Oh great :slight_smile: Couldn’t wait to read it, I’m very interested about Juju. Will you build your infrastructure on Openstack ?

Has any thought been given to a sort of short-term memory for the subjects and objects of the prior command? One of the things I like about Google Now is the way it can disambiguate pronouns like ‘it’ based on your prior request. For example:

  • Me: What is the capital of Nebraska?
  • GN: The capital of Nebraska is Lincoln.
  • Me: How far away is it?
  • GN: From your current location it is xxx miles away.

A possible use case related to Mycroft might be something like this:

  • Me: Mycroft what is the upstairs thermostat set to?
  • Mycroft: The upstairs thermostat is set to 68 degrees.
  • Me: Mycroft please change it to 70.
  • Mycroft: Upstairs thermostat set to 70 degrees.

Functionality like this would make interaction with Mycroft more natural and conversational. I imagine the implementation of this kind of thing would need to be closely integrated with Adapt as it would be central to intent determination. Some sort of short-term memory for the entities of the last command could then be searched for context if the current command had some ambiguity in it. e.g. if the current command has a ‘Location Entity’ requirement, but it was not found in the spoken command the short-term memory could be checked for a ‘Location Entity’ as context for the current command. This short-term memory would of course need to be time-bound or it could produce some odd/undesired outcomes. Perhaps only the prior command from 30 or 60 seconds ago.

Any thoughts?

2 Likes

This is not currently implemented in Adapt, but is on the roadmap. There are scenarios in which context can be used to influence intent determination itself, as well as scenarios where context is simply used to fill in the gaps after intent determination. It will be fun problem to work on again :smile:

1 Like

How is adapt better/different than the probabilistic parser (https://github.com/wit-ai/duckling) open sourced by wit.ai?

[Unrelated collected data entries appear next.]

Issue #836, opened 2021-01-13
Impose restrictions on embargo date settings in an item based on collection settings


peetucket:
If the collection manager restricts the embargo date in a collection, this constraint needs to apply to items in the collection

See Design Doc for the various scenarios: https://docs.google.com/document/d/1fcr2DYo7OrX-qTdeUOTWKSS1rlq_47sehESmbvgUsrk/edit#heading=h.n5g71obk0sxl

Has two impacts:

*  item edit/create page constrains the values available to the user based on collection values
* validate values on item save

peetucket:
Note: I believe we also need to translate the values set at the collection level (e.g. '6 months', '1 year') to actual dates that get set at the work level.  Equivalent to what happens in ETD here: https://github.com/sul-dlss/hydra_etd/blob/master/app/models/submission.rb#L110

PR #867, opened 2021-01-19
update embargo release options and reduce duplication

### LINKED ISSUE #818: Update Fixed release embargo options for collection settings
The issue was raised in the context of the H2 data migration meeting that the collection fixed release settings don't match the Hydrus settings and make mapping of this difficult. I've updated the Design Doc to reflect the Hydrus settings.

See Design Doc: https://docs.google.com/document/d/1fcr2DYo7OrX-qTdeUOTWKSS1rlq_47sehESmbvgUsrk/edit#heading=h.dh2mljowzvv

@astridu Could you double-check the changes I made in the Design Doc? Thanks.

The wireframes aren't updated, but here's what Hydrus does that we are trying to mimic here:

peetucket:
## Why was this change made?

Fix #818 - adjust the embargo release date options in the collection form to match the spec.  Also, I refactored the code to move the options to a single location (used in both the form and the validation of the values).

Unit tests and localhost browser

None

### DIFF
--- a/app/components/collections/form_component.html.erb
+++ b/app/components/collections/form_component.html.erb
@@ -77,12 +77,7 @@
           between date of deposit and
         <% end %>
         <%= form.select :release_duration,
-          options_for_select([['1 month from date of deposit', '1 month'],
-                              ['3 months from date of deposit', '3 month'],
-                              ['6 months from date of deposit', '6 month'],
-                              ['1 year from date of deposit', '1 year'],
-                              ['2 years from date of deposit', '2 years'],
-                              ['3 years from date of deposit', '3 years']]),
+          options_for_select(collection_form.class::EMBARGO_RELEASE_DURATION_OPTIONS),
                               {},
                               class: 'form-select release-duration' %>
       </div>
--- a/app/forms/draft_collection_form.rb
+++ b/app/forms/draft_collection_form.rb
@@ -6,6 +6,11 @@ class DraftCollectionForm < Reform::Form
   extend T::Sig
   feature EmbargoDate
 
+  EMBARGO_RELEASE_DURATION_OPTIONS = [['6 months from date of deposit', '6 month'],
+                                      ['1 year from date of deposit', '1 year'],
+                                      ['2 years from date of deposit', '2 years'],
+                                      ['3 years from date of deposit', '3 years']].freeze
+
   property :name
   property :description
   property :contact_email
@@ -39,9 +44,7 @@ class DraftCollectionForm < Reform::Form
   validate :reviewable_form
   validates :release_date, embargo_date: true
   validates :release_option, presence: true, inclusion: { in: %w[immediate delay depositor-selects] }
-  validates :release_duration, inclusion: {
-    in: ['1 month', '2 months', '6 months', '1 year', '2 years', '3 years']
-  }, allow_blank: true
+  validates :release_duration, inclusion: { in: EMBARGO_RELEASE_DURATION_OPTIONS.map(&:last) }, allow_blank: true
 
   def sync(*)
     update_depositors
--- a/spec/requests/create_collection_spec.rb
+++ b/spec/requests/create_collection_spec.rb
@@ -116,7 +116,7 @@ RSpec.describe 'Create a collection' do
             'release_date(1i)' => '2020',
             'release_date(2i)' => '7',
             'release_date(3i)' => '14',
-            'release_duration' => '1 month',
+            'release_duration' => '1 year',
             related_links_attributes: related_links
           }
         end
--- a/sorbet/rails-rbi/mailers/collections_mailer.rbi
+++ b/sorbet/rails-rbi/mailers/collections_mailer.rbi
@@ -3,6 +3,9 @@
 # Please rerun bundle exec rake rails_rbi:mailers to regenerate.
 class CollectionsMailer
   sig { returns(ActionMailer::MessageDelivery) }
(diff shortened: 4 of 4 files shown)


spec/requests/create_collection_spec.rb
```diff
@@ -116,7 +116,7 @@
             'release_date(1i)' => '2020',
             'release_date(2i)' => '7',
             'release_date(3i)' => '14',
-            'release_duration' => '1 month',
```
peetucket, line 119: This test uses a value which no longer allowed, I just changed it to an allowed value.  The actual value used is unimportant for the test itself, just needs to be balid.

app/components/collections/form_component.html.erb
```diff
@@ -77,12 +77,7 @@
           between date of deposit and
         <% end %>
         <%= form.select :release_duration,
-          options_for_select([['1 month from date of deposit', '1 month'],
-                              ['3 months from date of deposit', '3 month'],
-                              ['6 months from date of deposit', '6 month'],
-                              ['1 year from date of deposit', '1 year'],
-                              ['2 years from date of deposit', '2 years'],
-                              ['3 years from date of deposit', '3 years']]),
+          options_for_select(collection_form.class::EMBARGO_RELEASE_DURATION_OPTIONS),
```
mjgiarlo, line 80: If this doesn't need to vary, how might you feel about replacing `collection_form.class::` with `DraftCollectionForm::`?

app/forms/draft_collection_form.rb
```diff
@@ -6,6 +6,11 @@ class DraftCollectionForm < Reform::Form
   extend T::Sig
   feature EmbargoDate
 
+  EMBARGO_RELEASE_DURATION_OPTIONS = [['6 months from date of deposit', '6 month'],
+                                      ['1 year from date of deposit', '1 year'],
+                                      ['2 years from date of deposit', '2 years'],
+                                      ['3 years from date of deposit', '3 years']].freeze
```
mjgiarlo, line 12: I don't have strong feelings about this, but if you convert this to a hash (which `options_for_select` should be able to use just as well), you could change the `.map(&:last)` on line 47 to `.values`. Maybe clearer? Maybe not. What do you think?

app/forms/draft_collection_form.rb
```diff
@@ -6,6 +6,11 @@ class DraftCollectionForm < Reform::Form
   extend T::Sig
   feature EmbargoDate
 
+  EMBARGO_RELEASE_DURATION_OPTIONS = [['6 months from date of deposit', '6 month'],
```
mjgiarlo, line 9: Not sure if it matters, because apparently it used to vary, but should the value here be `6 month` or `6 months`?

spec/requests/create_collection_spec.rb
mjgiarlo: OK, no problem. And I'm not sure this PR really needs other testing, since it is a unification of existing code paths w/ some elimination of values.

app/components/collections/form_component.html.erb
peetucket: Yeah, that's fine.  The values currently never vary, in theory you can have a `DraftCollectionForm` or a `CollectionForm`.

app/forms/draft_collection_form.rb
peetucket: Yes, that's better.  I'll make it a hash.

app/forms/draft_collection_form.rb
peetucket: I just kept the current value from the old code.  Is there a specification somewhere showing that it should be '6 months' and not '6 month' ?

app/forms/draft_collection_form.rb
```diff
@@ -39,9 +44,7 @@ class DraftCollectionForm < Reform::Form
   validate :reviewable_form
   validates :release_date, embargo_date: true
   validates :release_option, presence: true, inclusion: { in: %w[immediate delay depositor-selects] }
-  validates :release_duration, inclusion: {
-    in: ['1 month', '2 months', '6 months', '1 year', '2 years', '3 years']
```
mjgiarlo, line 43: @peetucket this line is why I was inquiring re: `6 months` vs. `6 month`, but it might not make a different either way.

peetucket: Oh, hmmm... that is a mismatch to what was being set before in the options in the form itself.  I'll investigate.

peetucket: Here: https://github.com/sul-dlss/happy-heron/pull/867/files#diff-ec9c1247d60f9db33645bcaac1fbfb6f45fadb5841a990e6a9da52771222b0b5L82

mjgiarlo: @peetucket ok, fine by me! thanks

peetucket: Ok, I think the actual values are not currently used, but will need to be soon, when we translate to actual embargo date at the work level, captured in a comment I made to a different ticket here: https://github.com/sul-dlss/happy-heron/issues/836#issuecomment-763860711

However, in order to be consistent with hydra_etd, I'm going with "6 months" (see https://github.com/sul-dlss/hydra_etd/blob/master/app/models/submission.rb#L110 and https://github.com/sul-dlss/hydra_etd/blob/main/app/views/submit/lightbox/_lb_embargo.html.erb#L1)

mjgiarlo (approved):

PR #869, opened 2021-01-20
make collection form consistent with other attribute retrieval

peetucket:
## Why was this change made?

Make the collection form params consistent and get rid of reform indirection

Unit tests


mjgiarlo (approved):

mjgiarlo:
This is a pure refactoring and as such does not require any test changes.

PR #874, opened 2021-01-21
add edit links to collection details page

### LINKED ISSUE #695: Add pencil icons for editing to Collection details page
Each of the tables with editable information (everything but Collection Information and History) should have the pencil icons that open the form and take you to that spot in the form for editing.  We should also have a pencil icon at the top which just goes to the top of the edit collection page.

see see projects.invisionapp.com/share/EQXC9CLKCR2#/screens/426926002

This matches the current functionality on the work detail/edit pages

peetucket:
## Why was this change made?

Fixes #695, adding edit collection links on the collection detail pages

Some notes:

- I created a base class for the Collection show page components, so I could add a helper method to create the edit links in just one place, this mimics what is done for the Work show page (which uses a single wrapper component for the whole show page, unlike what is done for collections) ... see https://github.com/sul-dlss/happy-heron/blob/main/app/components/works/detail_component.rb#L37-L42 and https://github.com/sul-dlss/happy-heron/blob/main/app/views/works/show.html.erb#L4 and compare to the collection show page
- There is a link in the Terms part of the show page that is intended to link to the new section being added to the collection show page in 793

Localhost browser and unit tests

None


app/components/collections/detail_component.html.erb
```diff
@@ -1,7 +1,7 @@
 <table class="table table-sm mb-5">
   <thead class="table-light">
     <tr>
-      <th scope="col" class="table-title col-3">Details</th>
+      <th scope="col" class="table-title col-3">Details<%= edit_link('#', "Edit details") %></th>
```
jcoyne, line 4: Where is this edit_link method defined?

app/components/collections/detail_component.rb
```diff
@@ -3,15 +3,7 @@
...
-  class DetailComponent < ApplicationComponent
-    sig { params(collection: Collection).void }
-    def initialize(collection:)
-      @collection = collection
-    end
-
-    sig { returns(Collection) }
-    attr_reader :collection
-
+  class DetailComponent < Collections::ShowComponent
```
jcoyne, line 6: Why this inheritance?  This doesn't seem to me like a natural inheritance relationship.

app/components/collections/links_component.rb
```diff
@@ -3,15 +3,7 @@
...
-  class LinksComponent < ApplicationComponent
-    sig { params(collection: Collection).void }
-    def initialize(collection:)
-      @collection = collection
-    end
-
-    sig { returns(Collection) }
-    attr_reader :collection
-
+  class LinksComponent < Collections::ShowComponent
```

From what I understand duckling is agnostic about the data that you want to extract, so it should be possible to write rules for intent parsing on top of it.

From a functionality perspective, it looks like the two share a lot. Their out-of-box modules are pretty impressive. Aside from the obvious implementation details (clojure vs. python), I’d say Adapt is a less mature version of Duckling (they’ve been OSS about 1y longer than Adapt).

My goals for Adapt were a little bit different, which will likely influence the direction going forward. I was shooting for extremely light-weight and simple. All of adapt is ~1k lines of code, and was built to have <10ms parse times on a raspberry pi. Given those constraints, I wouldn’t expect these libraries to ever have true parity.

What ships with Duckling (as opposed to possible extensions therein) appears to be focused on datetime and natural language numerical parsing. These can mostly be modeled with CFGs, and I would consider them an alternative implementation (certainly more accurate now) of the EntityTagger implementation inside of Adapt.

TL/DR; They do some similar things, but they’re not the same. Thanks for pointing it out, though!

1 Like

So glad to see other great open source projects getting released around this tech. As @seanfitz said, I don’t see why we can’t implement some of the things that Duckling does well into Adapt. I think the great thing is that by having these different projects out there, the sea rises raising all ships!

i had a question, Adapt appears to be a BDI (Belief, Decision, Intent) type system similar to Siri’s Spark BDI system which i think if i remember correctly was built using Jython. is this system based on that one? i was trying to integrate Spark into the system i was building, but was never able to really find a good documentation on how to code in the Spark BDI engine…
are there any good example Adapt scripts that we can use as a template to modify and good example codes we can use?